4) L’évaluation environnementale est un outil important d’intégration des considérations en matière d’environnement dans l’élaboration et l’adoption de certains plans et programmes susceptibles d’avoir des incidences notables sur l’environnement dans les États membres, parce qu’elle assure que ces incidences de la mise en œuvre des plans et des programmes sont prises en compte durant l’élaboration et avant l’adoption de ces derniers.

(5) L’adoption de procédures d’évaluation des incidences sur l’environnement au niveau de l’établissement des plans et des programmes devrait être bénéfique aux entreprises en créant un cadre plus cohérent pour le déploiement des activités économiques en incluant des informations environnementales pertinentes dans les prises de décision ; la prise en compte d’un plus grand nombre de facteurs dans le processus de décision doit contribuer à des solutions plus durables et plus efficaces.

(6) Les divers systèmes d’évaluation environnementale opérationnels dans les États membres devraient contenir un ensemble de prescriptions procédurales communes requises pour contribuer à un haut niveau de protection de l’environnement.

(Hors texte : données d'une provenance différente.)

Issue #195, opened 2018-09-06
[RFC] Radio - create group options and add event handlers


alinais:
### Problem description
A clear and concise description of what the problem is. Ex. I have an issue when [...]

### Proposed solution
A clear and concise description of what you want to happen. Add any considered drawbacks.

### MVP
[Fork, update, and replace this pen if you can show the proposed solution]:
https://codesandbox.io/s/2l3n74j9y

jurokapsiar:
fixed in https://github.com/stardust-ui/react/pull/229

PR #229, opened 2018-09-14
feat(radio): Radio group compliant with ARIA patterns

jurokapsiar:
# RadioGroup

This is a ARIA-patterns compliant implementation of Radio and RadioGroup.
My initial testing shows that it works with all required screen reader/browser combinations.
The only exception is that the focused option is not highlighted with JAWS in virtual cursor mode.

This breaks the current Radio API as ``Radio`` is replaced with ``RadioGroup.Item``

### TODO

- [X] Conformance test
- [X] Minimal doc site example
- [X] Stardust base theme
- [X] Teams Light theme
- [ ] Teams Dark theme
- [ ] Teams Contrast theme
- [X] Confirm RTL usage
- [X] [W3 accessibility](https://www.w3.org/standards/webdesign/accessibility) check
- [X] [Stardust accessibility](https://github.com/stardust-ui/accessibility) check
- [X] Update the CHANGELOG.md

# API Proposal

## [Group]

image

```jsx
<RadioGroup defaultCheckedIndex={0} items={items} onChange={this.handleChange} />
```

```html
  <div role="radiogroup" class="ui-radiogroup">
    <div role="radio" tabindex="0" aria-checked="true" index="0" class="ui-radio f g">
      <span class="ui-label ...">
        Capricciosa
      </span>
    </div>
  </div>
```

Comparison of approaches that I tried: (the last row is this implementation)
image


CHANGELOG.md
```diff
@@ -34,6 +34,7 @@ This project adheres to [Semantic Versioning](https://semver.org/spec/v2.0.0.htm
 - Fixed missing colors in Teams' siteVariables @mnajdova ([#200](https://github.com/stardust-ui/react/pull/200))
 - Fixed Teams' siteVariables font sizes @levithomason ([#204](https://github.com/stardust-ui/react/pull/204))
 - Fixed docs examples of `Text` component @codepretty ([#205](https://github.com/stardust-ui/react/pull/205))
+- Add `value`, `disabled`, `checked`, `defaultChecked` and `onChange` props to `Radio` component @mnajdova ([#206](https://github.com/stardust-ui/react/pull/206))
 - Preserve fonts and static styles in mergeThemes @levithomason ([#217](https://github.com/stardust-ui/react/pull/217))
```
mnajdova: Please delete this from here, it was added in the unreleased section

src/components/Radio/RadioGroup.tsx
```diff
@@ -0,0 +1,151 @@
...
+  renderItems = (variables: ComponentVariablesObject) => {
+    const { items } = this.props
+    const { checkedIndex } = this.state
+
+    return _.map(items, (item, index) =>
+      Radio.create(item, {
+        defaultProps: {
+          index,
+          checked: parseInt(checkedIndex, 10) === index,
+        },
```
mnajdova: Maybe is better that we use the value for this instead of index? Is there reason why we are using index?

src/components/Radio/RadioGroup.tsx
```diff
@@ -0,0 +1,151 @@
...
+        overrideProps: this.handleItemOverrides,
+      }),
```
mnajdova: As we are explicitly handling the checked value, we are the one responsible for invoking the onChange handler in the Radio button when the checked value is changing.

src/components/Radio/Radio.tsx
```diff
@@ -31,13 +35,16 @@ export interface IRadioProps {
   onChange?: ComponentEventHandler<IRadioProps>
   type?: string
   styles?: IComponentPartStylesInput
+
+  // TODO: what is the difference between value and checked?
   value?: string | number
```
mnajdova: Multiple radio buttons in a group may have different values, we must have this in order to know which radio button is selected. The checked only indicates if this radio button is selected or not.

docs/src/examples/components/Radio/Groups/RadioExampleGroup.shorthand.tsx
```diff
@@ -0,0 +1,26 @@
...
+  }
+  render() {
+    const { selectedValue } = this.state
+    return (
+      <div>
+        The selected value is: {selectedValue}
+        <Divider />
+        <RadioGroup defaultCheckedIndex={0} items={items} onChange={this.handleChange} />
+      </div>
+    )
```
mnajdova: I see that we don't have circular navigation through the radio buttons in group when navigating with the keyboard arrows. Is this how they should behave?

docs/src/examples/components/RadioGroup/Item/RadioGroupItemExample.shorthand.tsx
```diff
@@ -0,0 +1,12 @@
+import React from 'react'
+import { RadioGroup } from '@stardust-ui/react'
+
+const handleChange = () => {
+  alert('The radio checked value was changed!')
+}
+
+const RadioGroupItemExample = () => (
+  <RadioGroup.Item label="Make your choice" onChange={handleChange} />
+)
```
mnajdova: If the RadioGroupItem should not be defined without the RadioGroup, I would suggest even in this examples, that it should be wrapped with RadioGroup, because the user is most likely to copy-paste the example without reasoning that it should be inside RadioGruop.

src/components/Button/Button.tsx
```diff
@@ -196,9 +194,7 @@ class Button extends UIComponent<Extendable<IButtonProps>, any> {
   }
 
   private handleFocus = (e: React.SyntheticEvent) => {
-    const isFromKeyboard = whatInput.ask() === 'keyboard'
-
-    this.setState({ isFromKeyboard })
+    this.setState(isFromKeyboard.state())
```
mnajdova, line 198: Are these changes suppose to be part of this PR?

docs/src/examples/components/RadioGroup/Types/RadioGroupExample.shorthand.tsx
```diff
@@ -0,0 +1,35 @@
...
+        <Divider />
+        <RadioGroup
+          defaultCheckedValue="capricciosa"
+          items={items}
+          checkedValueChanged={this.handleChange}
+        />
+      </div>
+    )
+  }
+}
```
mnajdova, line 38: I'm confused why the exactly same result, degining the RadioGroup.items as a components is not working. I am testing with this example and expect to achieve the same: 
```jsx
import React from 'react'
import { Divider, RadioGroup } from '@stardust-ui/react'
const props = [
  { name: 'pizza', key: 'Capricciosa', label: 'Capricciosa', value: 'capricciosa' },
  { name: 'pizza', key: 'Prosciutto', label: 'Prosciutto', value: 'prosciutto', disabled: true },
  {
    name: 'pizza',
    key: 'Margherita',
    label: 'Margherita',
    value: 'margherita',
  },
]
const items = [
  <RadioGroup.Item {...props[0]} />,
  <RadioGroup.Item {...props[1]} />,
  <RadioGroup.Item {...props[2]} />
]

class RadioGroupExample extends React.Component {
  state = { selectedValue: '' }
  handleChange = (e, props) => {
    this.setState({ selectedValue: props.value })
  }
  render() {
    const { selectedValue } = this.state
    return (
      <div>
        The selected value is: {selectedValue}
        <Divider />
        <RadioGroup
          defaultCheckedValue="capricciosa"
          items={items}
          checkedValueChanged={this.handleChange}
        />
      </div>
    )
  }
}
export default RadioGroupExample

```

src/components/Button/Button.tsx
jurokapsiar: I will make a super small PR to separate this. not necessarily part of this one, but as I was using the same code as it's used in button, I just moved it to a separate function

docs/src/examples/components/RadioGroup/Types/RadioGroupExample.shorthand.tsx
jurokapsiar: I'm not sure if passing components in items array is supposed to work. If you would pass the components as children, it would partially work. However similarly to Menu, RadioGroup works correctly only when you use shorthand for passing the items.

docs/src/examples/components/RadioGroup/Item/RadioGroupItemExample.shorthand.tsx
sophieH29: Agree, the examples should be like for the Menu. Only RadioGroup together RadioGroupItem, without RadioGroupItem separately

docs/src/examples/components/RadioGroup/Types/RadioGroupExample.shorthand.tsx
mnajdova: This is still shorthand, it is just another way how the component can be passed. We can take a look together into this. I wasn't able to figure out yesterday what was the problem, but I am assuming is the casting of the item as IRadioGroupItemProps.

src/components/RadioGroup/RadioGroup.tsx
```diff
@@ -0,0 +1,186 @@
...
+    if (nextItem) {
+      this.trySetState({ checkedValue: nextItem.value })
+      _.invoke(this.props, 'checkedValueChanged', event, nextItem)
+    }
+
+    event.preventDefault()
+  }
+
+  findNextEnabledCheckedItem = (direction): IRadioGroupItemProps => {
+    if (!this.props.items || this.props.items.length === 0) {
```
sophieH29: ```this.props.items.length === 0``` can be simplified to ```!this.props.items.length```

src/components/RadioGroup/RadioGroup.tsx
```diff
@@ -0,0 +1,186 @@
...
+      newIndex !== currentIndex;
+      newIndex += direction
+    ) {
+      if (newIndex < 0) {
+        newIndex = this.props.items.length - 1
+      } else if (newIndex >= this.props.items.length) {
+        newIndex = 0
+      }
+
+      if (newIndex < 0 || newIndex >= this.props.items.length || newIndex === currentIndex) {
```
sophieH29: ```newIndex < 0 || newIndex >= this.props.items.length``` you have already checked it above, I think ```newIndex === currentIndex``` might be enough

src/components/RadioGroup/RadioGroup.tsx
```diff
@@ -0,0 +1,186 @@
...
+
+    event.preventDefault()
+  }
+
+  findNextEnabledCheckedItem = (direction): IRadioGroupItemProps => {
+    if (!this.props.items || this.props.items.length === 0) {
+      return undefined
+    }
+
+    const currentIndex = this.props.items.findIndex(
```
sophieH29: ```findIndex``` is not supported in IE. Not sure if we are going to support IE for stardust
or you can use https://lodash.com/docs/4.17.10#findIndex with backward compatibility for IE

src/lib/accessibility/Behaviors/Radio/RadioBehavior.ts
```diff
@@ -0,0 +1,24 @@
...
+const RadioBehavior: Accessibility = (props: any) => ({
+  attributes: {
+    root: {
+      role: 'radio',
+      tabIndex: props.checked ? '0' : '-1',
+      'aria-checked': props.checked,
+      'aria-disabled': props.disabled,
+    },
+    label: {
+      role: 'presentation',
```
sophieH29: I don't see where it used as ```accessibility.attributes.label```

src/lib/accessibility/Behaviors/Radio/RadioGroupBehavior.ts
```diff
@@ -0,0 +1,29 @@
...
+    },
+  },
+
+  keyActions: {
+    root: {
+      nextItem: {
+        keyCombinations: [{ keyCode: keyboardKey.ArrowDown }, { keyCode: keyboardKey.ArrowRight }],
+      },
+      prevItem: {
+        keyCombinations: [{ keyCode: keyboardKey.ArrowUp }, { keyCode: keyboardKey.ArrowLeft }],
```
sophieH29, line 23: Shouldn't we make navigation based on ```ArrowRight``` and ```ArrowLeft``` for horizontal radio group, and ```ArrowUp``` and ```ArrowDown``` for the vertical? So we can define it based on props value ```vertical```

src/lib/accessibility/Behaviors/Radio/RadioBehavior.ts
```diff
@@ -0,0 +1,24 @@
+import { Accessibility } from '../../interfaces'
+
+/**
+ * @description
+ *  Adds role='radio'. This allows screen readers to handle the component as a radio button.
+ *  Adds attribute 'aria-checked=true' based on the property 'checked'.
+ *  Implements roving tabIndex
+ *  Adds role 'presentation' on label element
+ */
+const RadioBehavior: Accessibility = (props: any) => ({
```
sophieH29: And since there is no more Radio component but RadioGroupItem, might be good to rename also this behavior to ```RadioGroupItemBehavior``` to keep consistency. What do you think?

src/components/RadioGroup/RadioGroup.tsx
jurokapsiar: yes, it's checked twice, but it is changed in between these two ifs.

src/lib/accessibility/Behaviors/Radio/RadioGroupBehavior.ts
jurokapsiar: according to ARIA spec, you can use both up/down and left/right to switch between the radio buttons.

src/components/RadioGroup/RadioGroup.tsx
sophieH29: Sorry, I might be confused or blind, but as I see, you change it in between these two ifs to either last item index or first item index, which seems to be safe and no need to check it later again

src/lib/accessibility/Behaviors/Radio/RadioBehavior.ts
jurokapsiar: good catch, thanks

test/specs/commonTests/implementsShorthandProp.tsx
```diff
@@ -3,10 +3,12 @@ import { mount } from './isConformant'
 
 export type ShorthandTestOptions = {
   mapsValueToProp?: string
+  skipArrayOfStrings?: boolean
 }
```
mnajdova: Let's not change this interface, but create new one specific for the collection shorthand, as skipArrayOfStrings is not in any way used in the simple shorthand. The last option how the shorthand can be used is a function with signature: `(Component, props, children) => React.Node`. If we are not supporting this one, maybe we should add config for this one as well.

mnajdova:
As per our discussion the next step would be introducing variables for the RadioGroup with slot for the items, but we are leaving this for dedicated PR. In my opinion this is good to be merged now.

mnajdova (approved):

jurokapsiar:
fixes https://github.com/stardust-ui/react/issues/195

(7) La convention de la Commission économique pour l’Europe des Nations unies sur l’évaluation de l’impact sur l’environnement dans un contexte transfrontière, du 25 février 1991, qui s’applique aussi bien aux États membres qu’aux autres États, encourage les parties à la convention à appliquer les principes que celle-ci contient
également aux plans et programmes ; lors de la seconde réunion des parties à la convention, qui s’est tenue à Sofia les 26 et 27 février 2001, il a été décidé de préparer un protocole juridiquement contraignant sur l’évaluation de l’impact sur l’environnement des activités stratégiques, destiné à compléter les dispositions existantes concernant l’évaluation de l’impact environnemental dans un contexte transfrontière, en vue de son éventuelle adoption à l’occasion de la cinquième conférence ministérielle « Un environnement pour l’Europe », lors d’une réunion extraordinaire des parties à la convention, prévue pour mai 2003, à Kiev (Ukraine). Les systèmes d’évaluation environnementale des plans et des programmes opérationnels dans la Communauté devraient assurer la tenue de consultations transfrontières adéquates lorsque la mise en œuvre d’un plan ou d’un programme préparé dans un État membre est susceptible d’avoir une incidence notable sur l’environnement d’un autre État membre. Les informations relatives aux plans et programmes qui ont des incidences notables sur l’environnement d’autres États devraient être transmises, sur une base de réciprocité et d’équivalence, dans un cadre juridique approprié entre les États membres et ces autres États.